As you can see, the job is success. but not the Input(s) and output(s). Both of the them say successfully read/stored 0 records and the counter values are all 0.
why the value is zero. These should not be zero.
I am using hadoop2.2 and pig-0.12
Here is the script:
book = load '/data/pg5000.txt' using PigStorage() as (lines:chararray);
words = foreach book generate FLATTEN(TOKENIZE(lines)) as word;
words_grouped = group words by word;
words_agg = foreach words_grouped generate group as word, COUNT(words);
words_sorted = ORDER words_agg BY $1 DESC;
STORE words_sorted into '/output/result_pig' using PigStorage(':','-schema');
NOTE: my data is present in /data/pg5000.txt and not in default directory which is /usr/name/data/pg5000.txt
EDIT: here is the output of printing my file to console
hadoop fs -cat /data/pg5000.txt | head -10
The Project Gutenberg EBook of The Notebooks of Leonardo Da Vinci, Complete
by Leonardo Da Vinci
(#3 in our series by Leonardo Da Vinci)
Copyright laws are changing all over the world. Be sure to check the
copyright laws for your country before downloading or redistributing
this or any other Project Gutenberg eBook.
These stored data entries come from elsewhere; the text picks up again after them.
PR #567, opened 2019-03-28
db/seeds.rb: Give restroom entries an edit_id

### LINKED ISSUE #541: Data from db/export.csv should get "edit_id" values matching their "id" values (currently all set to zero)
## Scope / difficulty of fixing this

Not too hard I hope?

## Impact

Only affects local testing (in Docker, Vagrant, etc.) with the `db/export.csv` data. Fixing this will make the data from `db/export.csv` behave properly alongside the new user edit proposals system.

_This has no bearing on our production instance, because the data there all have proper`edit_id` values._

## Problem

Data in `db/export.csv` have no actual `edit_id` values to begin with. 

Rather than being migrated (or otherwise automatically processed) to have an `edit_id` matching their `id`, they all end up having `edit_id: 0`. 

Since we now group API results by `edit_id` and only display one result per `edit_id`, the app only ever displays at most one result regardless of the specifics of the API call. (This will tend to be the Dolores Park Cafe entry, since it has the highest `id` value).

(From the documentary about software development, _Highlander_: **"There can be only one!"**)

## How to reproduce the problem

- Run the app locally (for example in Docker or Vagrant)
- Search for restrooms near "San Francisco" anywhere in the app
  - or visit the API documentation page and make any API call
- Observe there are either no relevant results (not related to this bug) or else only one result (because of this bug).

## Proposed solution to this bug

Process the `db/export.csv` data in some way (a migration? somewhere else in our Ruby code?) so they have `edit_id` values matching their `id` values.

DeeDeeG:
# Context
- Fixes #541
- This issue was that all the data in development environment were grouped together (as if they were serial edits of the same original restroom), and so only one restroom entry was being displayed.

# Summary of Changes

In `db/seeds.rb`:
- For each entry being generated from the .CSV file, copy the generated `id` value to also be the `edit-id` value. 
  - This ends up giving a matching `id` and `edit_id` to every entry.

[Edited the above: This no-longer count up the `edit_id` number from 1 by iterating the loop; It now reads the `id` value of the restroom entry, and copies that as the (matching) `edit_id` value.]

# Checklist

- [ ] Added Unit Tests
- [x] CI Passes

# Screenshots

## Before

Refuge Restrooms API documentation page, showing only one restroom entry with edit_id: 0

## After

API documentation page, showing multiple restroom entries, where each entry has matching edit_id and id values

### DIFF
--- a/db/seeds.rb
+++ b/db/seeds.rb
@@ -9,8 +9,8 @@
 require 'csv'
 
 Restroom.transaction do
-  CSV.foreach('db/export.csv').with_index(1) do |row, i|
-    Restroom.create(
+  CSV.foreach('db/export.csv') do |row|
+    restroom = Restroom.create(
       :name => row[1],
       :street => row[3],
       :city => row[4],
@@ -21,8 +21,8 @@ Restroom.transaction do
       :comment => row[12],
       :latitude => row[8],
       :longitude => row[9],
-      :country => row[6],
-      :edit_id => i
+      :country => row[6]
       )
+    restroom.update(edit_id: restroom.id)
   end
 end
--- a/db/seeds.rb
+++ b/db/seeds.rb
@@ -9,7 +9,7 @@
 require 'csv'
 
 Restroom.transaction do
-  CSV.foreach('db/export.csv') do |row|
+  CSV.foreach('db/export.csv').with_index(1) do |row, i|
     Restroom.create(
       :name => row[1],
       :street => row[3],
@@ -21,7 +21,8 @@ Restroom.transaction do
       :comment => row[12],
       :latitude => row[8],
       :longitude => row[9],
-      :country => row[6]
+      :country => row[6],
+      :edit_id => i
       )
   end
 end


mi-wood:
I think it might be better to do something similar to how the application creates restrooms. So:

```
restroom = Restroom.create(...)
restroom.update(edit_id: restroom.id)
```

That way it is tied to the actual `id` and not the index of the for loop.

DeeDeeG:
Thanks for the code suggestion, looks good.

I got kind of confused trying to add that in, because using the wrong thing (`restroom` vs `Restroom`) did completely different things. For clarity, would you mind if I did this:

```ruby
current_restroom = Restroom.create(...)
current_restroom.update(edit_id: current_restroom.id)
```

Or something similar?

mi-wood:
So, `Restroom` is a class name. 

`Restroom.create` is a class method. This is a method is not associated with a single restroom, hence it is used for `create` (the restroom doesn't exist yet). It returns an instance of `Restroom`. 

`restroom.update` is an instance method. It acts upon a restroom. In this case, `update` is acting upon the existing restroom to get its `id` and update the `edit_id`.

`class_name = ClassName.new()` is a pretty common convention. That being said, I'm not too particular about what it's called.

DeeDeeG:
I went with just lowercase `restroom` for the instance name, because, as you say, it is a common pattern in Ruby, and people editing this file are likely to be comfortable with common Ruby patterns.

Going with the flow is fine here IMO.

(This can be squash-and-merged for neatness' sake in `develop`/`master`.)

DeeDeeG:
I'm going to merge this soon if that's okay/no objections. (Definitely want to squash&merge though.)

PR #570, opened 2019-03-30
Explain how to run individual tests and access psql

purplejacket:
Also, clarify that there are two containers, web and db,
rather than just one; these can be viewed using
docker ps

# Context
- Fixes #[issueNumber]
- short_summary_here

# Summary of Changes

- change_1_here
- change_2_here

# Checklist

- [ ] Added Unit Tests
- [ ] CI Passes

# Screenshots


lisavogtsf:
I like these suggestions! I want to write even more about the `docker-compose` interactions and troubleshooting, but who knows if I'll get to it. For what it's worth, I approve!

Issue #428, opened 2018-01-19
Make a language switcher for the site


DeeDeeG:
Hi all,

In discussions about how best to show users the various languages we will have available, now that we are getting translations merged in, it was mentioned that a language switcher has advantages over purely automatic system. [[1](https://github.com/Intimaria/refugerestrooms/pull/1#issuecomment-357035097)] 

Basically, a user may be automatically detected as needing one locale, but they may prefer or be better suited by using a different locale. The language switcher allows them to pick the best language (of the ones we have) that suits their needs.

#### Language Selection Logic

I think our current logic for determining the locale to use should be expanded upon.

It currently just does this: "Check the user's accept-language HTTP headers", then "If we have one of those languages, or even their exact lang-REG locale, serve it." -- "Otherwise, serve the `en` locale."

I propose we add a step, right at the beginning:

"Read the 'lang' parameter of the URL", then "If we have that locale, serve it", otherwise fall back to the previously described system. 

(The other major option seems to be using different lang subdomains, e.g. `es.refugerestrooms.org`, `zh.refugerestrooms.org`.) [[2](http://guides.rubyonrails.org/i18n.html#managing-the-locale-across-requests)]

#### The switcher itself -- Setting the "lang=" parameter of the URL

This means we have to add the switcher, in a way that can set the language parameter of the URL. We also need a way to persist or carry-over that language parameter of the URL when navigating to other sub-pages of the site.

Since the language switcher interface should always be visible, I propose we should add it in the footer. (We can make the switcher its own `_partial.html.haml` and render it in that way.)

I expect all the code for this would be either pure Ruby, or a mix of Ruby and JavaScript. JavaScript code can be embedded in Ruby code, so if it's mixed, I think the code would all be in a `.rb` file.

We can then evaluate this from the `.html.haml` file with `= _lang_switcher`, or something along those lines.

#### User Interface

(Proposing a 'language' drop-down menu near the bottom (or top?) of the page. We can make it look nice with a flag image next to each locale, and format it with CSS, when the time comes.

But anything that works and looks nice or has a good user-experience is welcome as a suggestion.)

Open to discussion, and particularly if this sounds like a good plan, we may get going on an implementation.

DeeDeeG:
There is [this](https://rubygems.org/gems/language_switcher) [gem](https://github.com/teonimesic/language_switcher) to implement a language switcher. I don't know if it fits our needs, but it could be worth giving it a try.

[...]

PR #585, opened 2019-04-27
Add "locale=" URL parameter to the webapp (prepares for adding a locale switcher)

DeeDeeG:
# Context
- Partly addresses #428
- Adds a URL parameter `?locale=[your_locale_here]`
  - Prepares app to use the parameter, try to fix hard-coded links that don't have the parameter.

# Summary of Changes

- Add a `?locale=[locale]` default URL parameter to all dynamically-generated links, e.g. links made with the Rails `link_helper` 
- Adjust locale selection to, during page load, look for this `?locale=` parameter, and if present, use that parameter's string as the locale. 
  - (Thus far, locale has only been set from the user's browser locale preference list. There has been no way to specify what language Refuge appears in beside editing the browser locale preferences.)
    - Code in this PR still falls back to the browser locale list if no `?locale=` parameter is present in the URL.
- Initial attempt to track down hard-coded links or redirects, and replace with dynamically generated ones such as with Rails `link_helper` code.
  - So far only adjusted the main homepage link in the far corner of the topnav area.
  - The search box still redirects in a way that does not include the `?locale=` parameter at this time.
    - This should be fixed, or else the search box will break the `?locale=` chain, and make a language switcher seem "broken" and be much less useful.

# Checklist

- [ ] Added Unit Tests
- [ ] CI Passes

# Screenshots

### DIFF
--- a/app/controllers/application_controller.rb
+++ b/app/controllers/application_controller.rb
@@ -10,7 +10,7 @@ class ApplicationController < ActionController::Base
   end
 
    def set_locale
-     I18n.locale = http_accept_language.language_region_compatible_from(I18n.available_locales)
+     I18n.locale = params[:locale] || http_accept_language.language_region_compatible_from(I18n.available_locales)
    end
 
 end
--- a/app/controllers/application_controller.rb
+++ b/app/controllers/application_controller.rb
@@ -13,4 +13,8 @@ class ApplicationController < ActionController::Base
      I18n.locale = params[:locale] || http_accept_language.language_region_compatible_from(I18n.available_locales)
    end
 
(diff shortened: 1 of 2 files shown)


DeeDeeG:
See this documentation for details: https://guides.rubyonrails.org/i18n.html#managing-the-locale-across-requests

There may be a nicer way to do this, i.e. with sub-directories for each locale: `https://refugerestrooms.org/en/`, `https://refugerestrooms.org/es`, `https://refugerestrooms.org/pl` etc.

DeeDeeG:
Closed by #620. :tada:

PR #586, opened 2019-04-27
Dockerfile: Update and streamline steps

### LINKED ISSUE #509: Simplify and streamline the Dockerfile
## Scope / difficulty

Just need to update the [`Dockerfile`](https://github.com/RefugeRestrooms/refugerestrooms/blob/develop/Dockerfile). Some discussion beforehand for consensus would be great.

## Impact

Would make `docker-compose build` run faster, and maybe make things easier to maintain; Should help the Docker config be more readable and easier to work with. Makes dependencies more obvious and more apparent what things are for what purpose.

## Rationale

I realized while working on a [branch](https://github.com/DeeDeeG/refugerestrooms/commits/vagrant-bionic-with-rvm-this-works-Oct-2018) that makes Vagrant usable (again, I'm not sure why I can't let go of Vagrant 🤷) that we can [simplify](https://github.com/DeeDeeG/refugerestrooms/commit/cb258ad3dbd9a71f206559340cf0938eec583acb) the Docker script. A lot of `apt-get update` and `apt-get install` in the script can be removed, now that we have the nodejs, phantomjs, and yarn install scripts that install most or all of those packages regardless.

I also noticed @btyy77c's branch over at https://github.com/btyy77c/refugerestrooms/tree/dockerAlpine, that shows how much neater the script can get. I think we might want to ask for some of those things as a Pull Request, or get the okay to re-implement some of those changes. (Would want to give credit in the commit messages.)

## Proposal

I think we should try some simplified `Dockerfile`s and discuss which is the best direction to go.

OR just make a pull request using some progress or improvements from the aforementioned branches:
- https://github.com/DeeDeeG/refugerestrooms/tree/cleanup-Dockerfile
- https://github.com/btyy77c/refugerestrooms/tree/dockerAlpine
And discuss there.

## How to actually do this:

- Consider improvements that can be made to the `Dockerfile`. See branches that are linked above for ideas.
- Probably merge #504.
  - It's a little late, but we could consider https://github.com/btyy77c/refugerestrooms/tree/dockerAlpine as an alternative to #504, but I think that would be unkind this late in review for that PR. Another downside is, we would be working with Alpine, which is a tad less familiar than Debian (which in turn is almost identical to working with Ubuntu). But we don't need to mess with the `Dockerfile` very often, so I don't think that's a big issue.
- Latstly, implement improvements by submitting the updated `Dockerfile` as a pull request.

OR

- Same as above, but start with the pull request and discuss and potentially make changes from there.

DeeDeeG:
Does effectively the same things as before,
but now in a simpler/faster way.

Some of the changes take inspiration from
`@btyy77c`'s dockerAlpine branch:
https://github.com/btyy77c/refugerestrooms/blob/dockerAlpine/Dockerfile

The PhantomJS install is based on (mostly copy-pasted from)
`@nkovacs`' phantomjs image from Docker Hub:
https://github.com/nkovacs/selenium-standalone-phantomjs/blob/c5f6bba218472270/Dockerfile#L19-L22

# Context
- Fixes #509
- Optimize the Dockerfile for install time, size on disk, network usage... and readability

# Summary of Changes

- Looked at each step and replaced with simplest possible re-implementation, without causing headaches for usability or maintainability/stability.
- Install way fewer apt packages
- Avoid using installer scripts where we can just download a zip or tar archive and extract. (e.g. Node, PhantomJS)
- Install Yarn with `npm install -g yarn` to save time, network usage, disk usage...
- Use `yarn install --frozen-lockfile` rather than `yarn --pure-lockfile`; If our Node dependencies are broken, I think we want to know about it rather than have it silently install similar (but not exact) dependencies?? Also using the word `install` is more explicit/verbose and therefore more readable, in my personal opinion.

# Checklist

- [ ] Added Unit Tests
- [x] CI Passes
- [x] Added Documentation (Service and Code when required)

# Screenshots

### DIFF
--- a/Dockerfile
+++ b/Dockerfile
@@ -1,38 +1,43 @@
 FROM ruby:2.5.3-slim
-ENV PHANTOM_JS=2.1.1
 
 # Add basic binaries
 RUN apt-get update \
-  && apt-get install -y bzip2 curl gnupg wget
+  && apt-get install -y curl g++ gcc libfontconfig libpq-dev make patch xz-utils \
+  # Clean up the apt cache
+  && rm -rf /var/lib/apt/lists/*
 
-# Add the apt repository for yarn
-RUN curl -sS http://dl.yarnpkg.com/debian/pubkey.gpg | apt-key add - && \
-  echo "deb http://dl.yarnpkg.com/debian/ stable main" | tee /etc/apt/sources.list.d/yarn.list
+# Download, extract and install PhantomJS from archive hosted at bitbucket
+RUN curl -L https://bitbucket.org/ariya/phantomjs/downloads/phantomjs-2.1.1-linux-x86_64.tar.bz2 -O \
+  # Extract and clean up the PhantomJS archive
+  && tar xf phantomjs-2.1.1-linux-x86_64.tar.bz2 && rm phantomjs-2.1.1-linux-x86_64.tar.bz2 \
+  # Install PhantomJS binary to /usr/local/bin
+  && mv phantomjs-2.1.1-linux-x86_64/bin/phantomjs /usr/local/bin \
+  # Clean up extra (un-needed) PhantomJS files
+  && rm -rf phantomjs-2.1.1-linux-x86_64/
 
-# Add the apt-repository for the latest node.js
-RUN curl -sL https://deb.nodesource.com/setup_8.x | bash -
+# Specify a version of Node.js to download and install
+ENV NODEJS_VERSION=v10.15.3
 
-RUN apt-get update -qq && apt-get install -y build-essential libpq-dev nodejs
-RUN apt-get install build-essential chrpath libssl-dev libxft-dev -y && \
-  apt-get install libfreetype6 libfreetype6-dev -y && \
-  apt-get install libfontconfig1 libfontconfig1-dev -y && \
-  cd ~ && \
-  export PHANTOM_JS="phantomjs-2.1.1-linux-x86_64" && \
-  wget https://github.com/Medium/phantomjs/releases/download/v2.1.1/$PHANTOM_JS.tar.bz2 && \
-  tar xvjf $PHANTOM_JS.tar.bz2 && \
-  mv $PHANTOM_JS /usr/local/share && \
-  ln -sf /usr/local/share/$PHANTOM_JS/bin/phantomjs /usr/local/bin && \
-  apt-get install -y yarn
+# Download and extract Node.js from archive supplied by nodejs.org
+RUN curl -L https://nodejs.org/dist/$NODEJS_VERSION/node-$NODEJS_VERSION-linux-x64.tar.xz -o nodejs.tar.xz \
+  && tar xf nodejs.tar.xz \
+  # Clean up the Node.js archive
+  && rm nodejs.tar.xz
 
-# Clean up the apt cache
-RUN rm -rf /var/lib/apt/lists/*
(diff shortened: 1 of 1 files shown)


DeeDeeG:
I'm pretty happy with how this is set up now, after tweaking it a few times.

I'd like to merge this in about a week, if that's okay / if there are no objections.

To reiterate what this is for: basically this makes Docker builds run faster, and also makes them use less hard-disk space, and pull less data over the network.

DeeDeeG:
Not strictly in scope for this pull request, but I have a couple of other things in mind to help with faster/smaller builds:
 - Switch to the "minimal" base image at Travis, since we're doing everything inside our Docker container anyways. (We currently use the Ruby image at Travis, which is a larger base image to load, and also installs Ruby with RVM based on our `.ruby-version` file, and it also does some other Ruby-specific things.) Switching this could save maybe 30 seconds for Travis builds??
   - (Inspired by this: https://github.com/btyy77c/refugerestrooms/commit/393cf46603a01948af460a572a1cf2a770db8864)
   - (Documentation at Travis re: minimal/generic images: https://docs.travis-ci.com/user/languages/minimal-and-generic/) 
 - Switch our postgres Docker image to specifically use the postgres-alpine variant. (This is done in `docker-compose.yaml`.) This pulls a much smaller postgres image over the network, from what I can tell it (postgres) works exactly the same under Alpine vs Debian. (I believe the default postgres Docker image uses Debian.) And since Docker isn't used in production, we can try this out with no consequences to the actual production app. I think it would be worth trying, even though I admit I'm not sure how to troubleshoot Alpine Linux, the hope is that it "Just Works":tm:, and we don't have to think about it very much. Free network savings??
   - Also inspired by that branch: https://github.com/btyy77c/refugerestrooms/commits/dockerAlpine
   - Documentation section discussing alpine vs the default postgres image: https://hub.docker.com/_/postgres#image-variants (not super helpful IMO, but this is what I could find) (I think we have to just try it to find out if it works. I've tried it and it worked for me.)

DeeDeeG:
The only thing I'm on the fence about is `yarn install --frozen-lockfile` vs `yarn install --pure-lockfile`.

The difference seems to be, `--frozen-lockfile` will error out if packages from `package.json`, plus their dependencies, can't be installed in a way that matches the lockfile. with `--pure-lockfile`, Yarn doesn't care if there is a discrepancy, it simply installs stuff from `package.json` (plus dependencies) to ./node_modules and leaves the `yarn.lock` file alone.

I think `--frozen-lockfile` is better for CI. It's also more aggressive at enforcing we have a compatible package.json and yarn.lock, because error-ing out will stop Docker builds (`docker-compose build`). So for that reason, when noodling about with the package.json, it's actually much nicer/friendlier for the Dockerfile to have --pure-lockfile (which gives a free pass for any mismatch in the lockfile during development).

I almost don't get why --pure-lockfile exists, since it basically bypasses the whole functionality/purpose of the lockfile... But it does make tinkering and iterating potentially faster, so I guess that's why. But for CI I think we need --frozen-lockfile.

I am torn. As you can see from my commit, I leaned toward --frozen-lockfile.

DeeDeeG:
Went with `yarn install --pure-lockfile` to keep development as easy as possible. Allows tweaking the package.json without subsequent `docker-compose build` runs failing (erroring out).

This means the yarn command used in our Dockerfile is unchanged. I did add the word "`install`", because it's clearer/more readable IMO than without the sub-command.

PR #589, opened 2019-08-10
Dockerfile: Get latest Node.js within a major version

DeeDeeG:
# Context
- The recent pull request #586 changed the way Node.js is installed in the Docker container. In order to do a more lightweight installation, we directly download and extract Node.js as a tar archive. This replaced a complex installer script that did `apt install` steps, among other things, which were both slow to complete, and used much network/storage resources. As a part of the changes in that Pull Request, we specify an exact version of the form `node-v[major.minor.patch][...].tar.xz`
- The present pull request changes it so we specify only a major version number, and automatically fetch the latest minor/patch version of that major version number.

# Summary of Changes

- In the Dockerfile, switch from full explicit version number (e.g. node v10.16.0) to just specifying a major version (e.g. node v10) and get the latest minor/patch of that major version.

# Checklist

- [N/A] Added Unit Tests
- [x] CI Passes

### DIFF
--- a/Dockerfile
+++ b/Dockerfile
@@ -15,17 +15,20 @@ RUN curl -L https://bitbucket.org/ariya/phantomjs/downloads/phantomjs-2.1.1-linu
   # Clean up extra (un-needed) PhantomJS files
   && rm -rf phantomjs-2.1.1-linux-x86_64/
 
-# Specify a version of Node.js to download and install
-ENV NODEJS_VERSION=v10.15.3
+# Specify a major version of Node.js to download and install
+ENV NODEJS_MAJOR_VERSION=10
 
 # Download and extract Node.js from archive supplied by nodejs.org
-RUN curl -L https://nodejs.org/dist/$NODEJS_VERSION/node-$NODEJS_VERSION-linux-x64.tar.xz -o nodejs.tar.xz \
+RUN curl -L https://nodejs.org/dist/latest-v$NODEJS_MAJOR_VERSION\.x/SHASUMS256.txt -O \
+  && ARCHIVE_FILENAME=$(grep -o "node-*.*.*-linux-x64.tar.xz" SHASUMS256.txt) \
+  && curl -L https://nodejs.org/dist/latest-v$NODEJS_MAJOR_VERSION.x/$ARCHIVE_FILENAME -o nodejs.tar.xz \
   && tar xf nodejs.tar.xz \
-  # Clean up the Node.js archive
-  && rm nodejs.tar.xz
+  && mv ./node-v*-linux-x64 /usr/local/nodejs \
+  # Clean up the Node.js archive and SHASUMS256.txt
+  && rm nodejs.tar.xz SHASUMS256.txt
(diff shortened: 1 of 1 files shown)


DeeDeeG:
The commit message explains this in much more detail:

> Dockerfile: Get latest Node.js in a major version
>
> --
>
> (Also installs Node.js in /usr/local/
> instead of installing Node.js in the root directory.)
> 
> With this updated script, we specify just a major version
> and the script picks the latest minor/patch version within that.
> 
> --
> 
> Nodejs.org does most of the work by maintaining the ["latest-v[MAJOR]"
> folders](https://nodejs.org/dist/); We only need to parse the ["SHASUMS256.txt"](https://nodejs.org/dist/latest-v10.x/SHASUMS256.txt) file from there,
> and pick the "linux-x64" variant, which works with our Docker setup.
> 
> At this point we can use the [known directory](https://nodejs.org/dist/latest-v10.x/) URL, plus the filename
> extracted from ["SHASUMS256.txt"](https://nodejs.org/dist/latest-v10.x/SHASUMS256.txt), and download with curl, or wget, etc.
> 
> (e.g. "curl -L https://nodejs.org/dist/latest-v10.x/node-v10.16.0-linux-x64.tar.xz -o nodejs.tar.xz")
> 
> --
> 
> There is no "latest-LTS" folder or similar, so automatically getting
> the latest LTS version would be more difficult.
> 
> We could search ["nodejs.org/dist/index.html"](https://nodejs.org/dist/index.html) for folders with
> the name "latest-[LETTERS-ONLY-STRING]", which would be the folders
> of all the LTS codenames. Among these, the one with
> the alphabetically last name is the latest LTS.
> 
> This would work at least until around 2040, when they may have
> to loop around and re-use some earlier letters (a, b, c, etc.)

DeeDeeG:
As an alternative to this PR, we can stop implementing our own "download Node.js" script, and instead rely on a popular node version manager. There are several options, such as [`nvm`](https://github.com/nvm-sh/nvm) and [`n`](https://github.com/tj/n).

(`n` is very lightweight, and I would lean toward using that. It is literally just a single-file bash script that takes up only 19KB. I had trouble getting `nvm` to work under Docker, so there's that also.)

Being fully-featured version managers, these can fetch the latest LTS, the latest major version, a specific minor or patch version, etc. They are much more flexible than my minimal install script (which takes up just a few lines of our Dockerfile.).

I notice `n` keeps two full (and extracted/uncompressed) copies of Node.js on the system, for no particular benefit to us, so I would probably want to delete the extra copy during our Dockerfile's install steps. But that would just be to keep our Docker setup from eating up disk space when folks are doing testing. (As has been pointed out in other PRs, we currently don't distribute pre-built Docker containers of Refuge Restrooms. It's just for local testing and Continuous Integration.)

On the other hand, I'm not sure we need the flexibility. We have gotten by so far with an install script that automatically gets the latest of a given major version.

DeeDeeG:
Planning to merge this today.

PR #595, opened 2019-10-02
switched sass gem

### LINKED ISSUE #507: Move from "sass" gem to "sassc"
## Context

See this blog post: http://sass.logdown.com/posts/7081811

And this issue over at sass-rails: rails/sass-rails#420

## Summary 

The ruby implementation of sass is designated as "deprecated", so it's in maintenance-only mode. They will be archiving the ruby-sass repo and not accepting issues or pull requests after March 29 2019. So it is going to eventually get stale.

## Solutions

We might want to consider switching to [`sassc-rails`](https://github.com/sass/sassc-rails) which uses the new C implementation of Sass.

(That said, the `sass-rails` folks [hope to be compatible with `sassc` under the hood at some point](https://github.com/rails/sass-rails/pull/349#issuecomment-300296084), so maybe this will be a moot point and we won't have to switch.)

btyy77c:
# Context
- Fixes #507
- Remove sass-rails gem and replaced it with the sassc-rails gem

# Summary of Changes

- Remove sass-rails gem from the Gemfile
- Added the sassc-rails gem to the Gemfile
- Updated Gemfile.lock

# Checklist

- [ ] Added Unit Tests
- [x] CI Passes

# Screenshots


DeeDeeG:
@btyy77c Thanks for this.

(Extra background info: the very latest `sass-rails` gem is just a thin wrapper for `sassc-rails`. I believe we now have that version of `sass-rails`, so we already pull in `sassc-rails` indirectly that way. However, `sass-rails` depends on a specific version range of the `sassc-rails` gem. It's neater for us to depend directly on `sassc-rails`, especially so that we keep getting updates as they are published, or can control the specific version of `sassc-rails`, should we need/want to do that.)

For details about the `sass-rails` --> wrapper for `sassc-rails` transition, see: https://github.com/rails/sass-rails/pull/424

We can keep #507 open until we update `activeadmin` to a version that doesn't pull in the old Ruby `sass` gem.

Gemfile
```diff
@@ -27,7 +27,7 @@ gem 'puma'
 gem 'rack-cors', :require => 'rack/cors'
 gem 'rack-jsonp'
 gem 'rakismet'
-gem 'sass-rails'
+gem 'sassc-rails', '~> 2.1'
```
DeeDeeG: I personally prefer we leave this without a version number. We can pull in the latest with `bundle update`, and CI/manual testing will make sure nothing breaks.

btyy77c: No problem.  I removed the version.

This header should be the first thing seen when viewing this Project
Gutenberg file. Please do not remove it. Do not change or edit the
cat: Unable to write to output stream.
Please correct the following line
book = load '/data/pg5000.txt' using PigStorage() as (lines:chararray);
to
book = load '/data/pg5000.txt' using PigStorage(',') as (lines:chararray);
I am assuming the delimiter as comma here use the one which is used to separate the records in your file. This will solve the issue
Also note --
If no argument is provided, PigStorage will assume tab-delimited format. If a delimiter argument is provided, it must be a single-byte character; any literal (eg: 'a', '|'), known escape character (eg: '\t', '\r') is a valid delimiter.